DATA RECORDS:

━━━━━━━━

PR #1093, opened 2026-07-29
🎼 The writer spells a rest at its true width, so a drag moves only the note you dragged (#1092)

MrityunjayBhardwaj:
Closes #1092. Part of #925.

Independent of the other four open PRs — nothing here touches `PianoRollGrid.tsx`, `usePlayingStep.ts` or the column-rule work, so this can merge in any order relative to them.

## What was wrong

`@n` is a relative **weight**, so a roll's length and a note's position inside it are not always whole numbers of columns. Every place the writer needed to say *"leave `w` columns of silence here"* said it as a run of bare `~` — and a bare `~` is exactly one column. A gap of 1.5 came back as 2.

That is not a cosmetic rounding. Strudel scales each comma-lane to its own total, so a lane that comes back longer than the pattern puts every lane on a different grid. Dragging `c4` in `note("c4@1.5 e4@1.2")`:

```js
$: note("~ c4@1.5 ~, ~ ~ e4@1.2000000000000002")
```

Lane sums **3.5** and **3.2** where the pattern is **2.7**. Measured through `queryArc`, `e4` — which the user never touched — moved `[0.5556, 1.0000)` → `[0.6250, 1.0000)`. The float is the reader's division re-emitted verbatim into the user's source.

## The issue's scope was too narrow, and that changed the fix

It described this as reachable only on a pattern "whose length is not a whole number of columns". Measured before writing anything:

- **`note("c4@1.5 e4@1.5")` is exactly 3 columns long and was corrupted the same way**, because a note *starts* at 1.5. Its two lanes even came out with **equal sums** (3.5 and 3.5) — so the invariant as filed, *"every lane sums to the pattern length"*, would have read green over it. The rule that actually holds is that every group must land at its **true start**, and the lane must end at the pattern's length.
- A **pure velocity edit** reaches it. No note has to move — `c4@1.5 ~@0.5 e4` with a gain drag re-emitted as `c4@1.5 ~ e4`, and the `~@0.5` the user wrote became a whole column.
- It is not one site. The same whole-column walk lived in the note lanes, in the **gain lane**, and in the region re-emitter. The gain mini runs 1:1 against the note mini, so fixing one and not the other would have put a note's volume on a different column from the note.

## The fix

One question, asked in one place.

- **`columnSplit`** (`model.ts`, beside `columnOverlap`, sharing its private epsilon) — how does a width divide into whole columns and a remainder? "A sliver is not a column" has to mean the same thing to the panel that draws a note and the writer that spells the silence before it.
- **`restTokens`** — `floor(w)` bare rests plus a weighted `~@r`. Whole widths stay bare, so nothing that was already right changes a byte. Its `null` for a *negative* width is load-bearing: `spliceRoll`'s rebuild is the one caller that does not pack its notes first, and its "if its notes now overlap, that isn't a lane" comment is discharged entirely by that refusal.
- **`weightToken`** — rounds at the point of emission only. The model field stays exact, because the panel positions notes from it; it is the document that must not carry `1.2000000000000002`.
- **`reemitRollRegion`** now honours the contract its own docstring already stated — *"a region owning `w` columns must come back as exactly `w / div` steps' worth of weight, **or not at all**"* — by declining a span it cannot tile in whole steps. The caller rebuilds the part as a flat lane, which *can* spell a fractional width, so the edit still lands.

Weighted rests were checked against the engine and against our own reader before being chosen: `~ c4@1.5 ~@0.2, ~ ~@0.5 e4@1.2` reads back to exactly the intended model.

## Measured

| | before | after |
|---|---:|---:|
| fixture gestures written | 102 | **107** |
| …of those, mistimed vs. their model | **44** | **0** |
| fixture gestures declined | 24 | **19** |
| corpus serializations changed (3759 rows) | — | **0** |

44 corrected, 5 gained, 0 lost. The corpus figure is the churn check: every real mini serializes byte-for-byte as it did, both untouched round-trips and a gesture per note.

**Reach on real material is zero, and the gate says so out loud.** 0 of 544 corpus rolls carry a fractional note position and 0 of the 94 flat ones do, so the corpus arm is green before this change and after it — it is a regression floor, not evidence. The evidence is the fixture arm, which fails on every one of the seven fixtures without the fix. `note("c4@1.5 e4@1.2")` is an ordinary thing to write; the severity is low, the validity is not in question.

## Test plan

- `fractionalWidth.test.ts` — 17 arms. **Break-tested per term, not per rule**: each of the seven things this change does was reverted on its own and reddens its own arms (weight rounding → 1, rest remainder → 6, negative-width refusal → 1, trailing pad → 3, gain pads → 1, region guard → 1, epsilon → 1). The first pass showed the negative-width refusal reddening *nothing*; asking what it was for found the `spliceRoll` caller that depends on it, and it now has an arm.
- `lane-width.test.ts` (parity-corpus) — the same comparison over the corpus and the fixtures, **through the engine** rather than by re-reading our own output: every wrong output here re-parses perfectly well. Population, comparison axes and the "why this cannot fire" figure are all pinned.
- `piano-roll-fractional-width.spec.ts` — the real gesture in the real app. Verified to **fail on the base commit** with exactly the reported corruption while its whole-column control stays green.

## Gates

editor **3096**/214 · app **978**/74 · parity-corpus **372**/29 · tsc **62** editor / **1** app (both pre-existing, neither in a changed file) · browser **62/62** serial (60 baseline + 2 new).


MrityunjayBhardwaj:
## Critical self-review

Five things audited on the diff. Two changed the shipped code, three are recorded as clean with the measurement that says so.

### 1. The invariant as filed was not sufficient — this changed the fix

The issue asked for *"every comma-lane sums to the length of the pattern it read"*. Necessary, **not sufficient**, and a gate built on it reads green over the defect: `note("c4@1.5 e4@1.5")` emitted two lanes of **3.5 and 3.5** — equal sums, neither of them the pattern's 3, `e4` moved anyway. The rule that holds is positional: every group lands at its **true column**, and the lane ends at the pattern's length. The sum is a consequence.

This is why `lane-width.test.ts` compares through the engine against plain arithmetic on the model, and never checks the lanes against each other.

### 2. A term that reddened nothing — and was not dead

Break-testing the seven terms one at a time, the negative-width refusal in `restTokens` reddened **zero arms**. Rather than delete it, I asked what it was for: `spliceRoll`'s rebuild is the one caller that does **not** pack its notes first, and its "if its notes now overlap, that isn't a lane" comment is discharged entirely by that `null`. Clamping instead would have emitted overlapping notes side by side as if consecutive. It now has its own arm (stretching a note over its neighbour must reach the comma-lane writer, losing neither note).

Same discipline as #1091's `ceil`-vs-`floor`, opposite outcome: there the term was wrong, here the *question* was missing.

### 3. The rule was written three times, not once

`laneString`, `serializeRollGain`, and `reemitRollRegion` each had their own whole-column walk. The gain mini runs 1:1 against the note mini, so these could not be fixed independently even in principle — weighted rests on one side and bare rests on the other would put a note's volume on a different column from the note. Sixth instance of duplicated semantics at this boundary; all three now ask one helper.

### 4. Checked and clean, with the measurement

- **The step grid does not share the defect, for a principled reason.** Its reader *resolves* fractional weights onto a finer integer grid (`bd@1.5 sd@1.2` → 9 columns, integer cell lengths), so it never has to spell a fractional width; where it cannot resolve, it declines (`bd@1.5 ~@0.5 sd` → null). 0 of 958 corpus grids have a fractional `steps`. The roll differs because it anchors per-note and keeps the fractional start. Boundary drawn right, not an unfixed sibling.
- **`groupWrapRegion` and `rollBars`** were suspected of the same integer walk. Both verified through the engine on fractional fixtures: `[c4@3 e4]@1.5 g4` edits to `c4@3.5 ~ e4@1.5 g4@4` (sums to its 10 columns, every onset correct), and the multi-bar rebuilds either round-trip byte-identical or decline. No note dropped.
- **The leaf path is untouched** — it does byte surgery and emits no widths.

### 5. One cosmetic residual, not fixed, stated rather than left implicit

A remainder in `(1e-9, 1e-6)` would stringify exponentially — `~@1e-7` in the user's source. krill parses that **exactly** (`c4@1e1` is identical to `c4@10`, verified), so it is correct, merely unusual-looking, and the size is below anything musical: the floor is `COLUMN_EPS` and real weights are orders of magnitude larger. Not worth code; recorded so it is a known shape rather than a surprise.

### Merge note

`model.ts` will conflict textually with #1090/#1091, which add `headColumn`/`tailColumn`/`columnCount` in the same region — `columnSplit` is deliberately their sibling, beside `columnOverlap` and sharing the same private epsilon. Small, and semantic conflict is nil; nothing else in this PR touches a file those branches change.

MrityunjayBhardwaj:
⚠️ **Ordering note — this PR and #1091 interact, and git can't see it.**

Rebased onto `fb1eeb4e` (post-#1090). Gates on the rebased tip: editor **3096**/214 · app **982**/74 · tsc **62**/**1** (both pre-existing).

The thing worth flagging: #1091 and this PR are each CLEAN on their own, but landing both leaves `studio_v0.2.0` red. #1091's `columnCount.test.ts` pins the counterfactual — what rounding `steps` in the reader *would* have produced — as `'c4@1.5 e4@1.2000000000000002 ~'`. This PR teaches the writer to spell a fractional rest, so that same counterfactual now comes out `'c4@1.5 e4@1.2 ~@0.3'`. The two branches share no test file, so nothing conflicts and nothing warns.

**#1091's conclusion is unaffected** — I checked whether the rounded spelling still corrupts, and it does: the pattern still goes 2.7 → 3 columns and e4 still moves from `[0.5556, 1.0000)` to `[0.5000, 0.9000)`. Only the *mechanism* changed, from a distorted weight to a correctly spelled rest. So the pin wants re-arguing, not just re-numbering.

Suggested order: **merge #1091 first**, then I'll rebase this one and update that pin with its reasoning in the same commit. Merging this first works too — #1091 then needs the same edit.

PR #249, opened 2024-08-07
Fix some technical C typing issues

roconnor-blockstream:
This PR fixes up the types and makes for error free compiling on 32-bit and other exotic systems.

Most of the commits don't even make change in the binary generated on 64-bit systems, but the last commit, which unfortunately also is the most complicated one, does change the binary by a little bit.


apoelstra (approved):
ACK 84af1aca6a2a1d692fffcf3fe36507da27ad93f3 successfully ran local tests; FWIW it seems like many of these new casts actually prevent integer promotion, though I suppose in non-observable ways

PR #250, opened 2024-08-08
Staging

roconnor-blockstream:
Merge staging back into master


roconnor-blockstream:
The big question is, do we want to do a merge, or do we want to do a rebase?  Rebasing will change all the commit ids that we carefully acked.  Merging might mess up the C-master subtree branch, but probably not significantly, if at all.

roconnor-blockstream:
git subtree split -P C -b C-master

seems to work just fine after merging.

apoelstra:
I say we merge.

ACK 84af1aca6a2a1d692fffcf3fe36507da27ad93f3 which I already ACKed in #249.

━━━━━━━━

THE PROBLEM: Within the data above, how many lines include the string "onto"? Answer with the number by itself.

TASK RESULT: 2